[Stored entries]
▬▬▬

Issue #232, opened 2021-05-15
727. Minimum Window Subsequence


altayhunoglu:
https://leetcode.com/problems/minimum-window-subsequence/

Varsayılan kod:

```
class Solution {
    public String minWindow(String s1, String s2) {
        
    }
}
```
![image](https://user-images.githubusercontent.com/60903744/118380770-10e12800-b5ed-11eb-9fb4-e28692205bf8.png)
![image](https://user-images.githubusercontent.com/60903744/118380775-1c345380-b5ed-11eb-8a49-d675d74fad76.png)

PR #393, opened 2021-07-29
727. Minimum Window Subsequence

ErdemT09:
Resolves: #232 

### Approach 1-Character Finding
Let's say that we are checking for the subsequence "abcd" in the string "abcabcd".
First we incrementally look for indices of a,b,c,d. We get to the end of the string. In order to make sure that this is the minimum window between the start and the end, we must also decrementally look for characters of the target string that have appeared before the end index. If we only had the string "abcwwwd" to search in, the only previous occurrence of the target would have indeed been the entire string. However, we need to go back to find the character c starting before, b starting before, a starting before etc. 

### Approach 2-Dynamic Programming
Over the range of the String S, we can look for closest subsequence starts. Then, for all occurrences of the second character of the string T in S, we look for the closest first indices. For the third character, closest second character index before, which themselves point out to the subsequence start. With this incremental structure, we find the closest subsequence starts for the last character of the target string. We look for the minimum and return the corresponding substring. It's to be noted that this approach is slower, although worth learning about.

### DIFF
--- a/src/main/java/algorithms/curated170/hard/MinimumWindowSubsequence.java
+++ b/src/main/java/algorithms/curated170/hard/MinimumWindowSubsequence.java
@@ -1,0 +1,31 @@
+package algorithms.curated170.hard;
+
+public class MinimumWindowSubsequence {
+
+    private static final int NO_POS = -1;
+
+    public String minWindow(String S, String T) {
+        int i = NO_POS;
+        String minWin = "";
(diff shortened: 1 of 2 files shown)


altayhunoglu (approved):
Thanks, Erdem. Nothing to add on my side.
I tried to narrow down the source string for the DP solution but no effect. We can leave for now.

▬▬▬

Each entry above needs to be duplicated exactly.

Issue #232, opened 2021-05-15
727. Minimum Window Subsequence


altayhunoglu:
https://leetcode.com/problems/minimum-window-subsequence/

Varsayılan kod:

```
class Solution {
    public String minWindow(String s1, String s2) {
        
    }
}
```
![image](https://user-images.githubusercontent.com/60903744/118380770-10e12800-b5ed-11eb-9fb4-e28692205bf8.png)
![image](https://user-images.githubusercontent.com/60903744/118380775-1c345380-b5ed-11eb-8a49-d675d74fad76.png)

PR #393, opened 2021-07-29
727. Minimum Window Subsequence

ErdemT09:
Resolves: #232 

### Approach 1-Character Finding
Let's say that we are checking for the subsequence "abcd" in the string "abcabcd".
First we incrementally look for indices of a,b,c,d. We get to the end of the string. In order to make sure that this is the minimum window between the start and the end, we must also decrementally look for characters of the target string that have appeared before the end index. If we only had the string "abcwwwd" to search in, the only previous occurrence of the target would have indeed been the entire string. However, we need to go back to find the character c starting before, b starting before, a starting before etc. 

### Approach 2-Dynamic Programming
Over the range of the String S, we can look for closest subsequence starts. Then, for all occurrences of the second character of the string T in S, we look for the closest first indices. For the third character, closest second character index before, which themselves point out to the subsequence start. With this incremental structure, we find the closest subsequence starts for the last character of the target string. We look for the minimum and return the corresponding substring. It's to be noted that this approach is slower, although worth learning about.

### DIFF
--- a/src/main/java/algorithms/curated170/hard/MinimumWindowSubsequence.java
+++ b/src/main/java/algorithms/curated170/hard/MinimumWindowSubsequence.java
@@ -1,0 +1,31 @@
+package algorithms.curated170.hard;
+
+public class MinimumWindowSubsequence {
+
+    private static final int NO_POS = -1;
+
+    public String minWindow(String S, String T) {
+        int i = NO_POS;
+        String minWin = "";
(diff shortened: 1 of 2 files shown)


altayhunoglu (approved):
Thanks, Erdem. Nothing to add on my side.
I tried to narrow down the source string for the DP solution but no effect. We can leave for now.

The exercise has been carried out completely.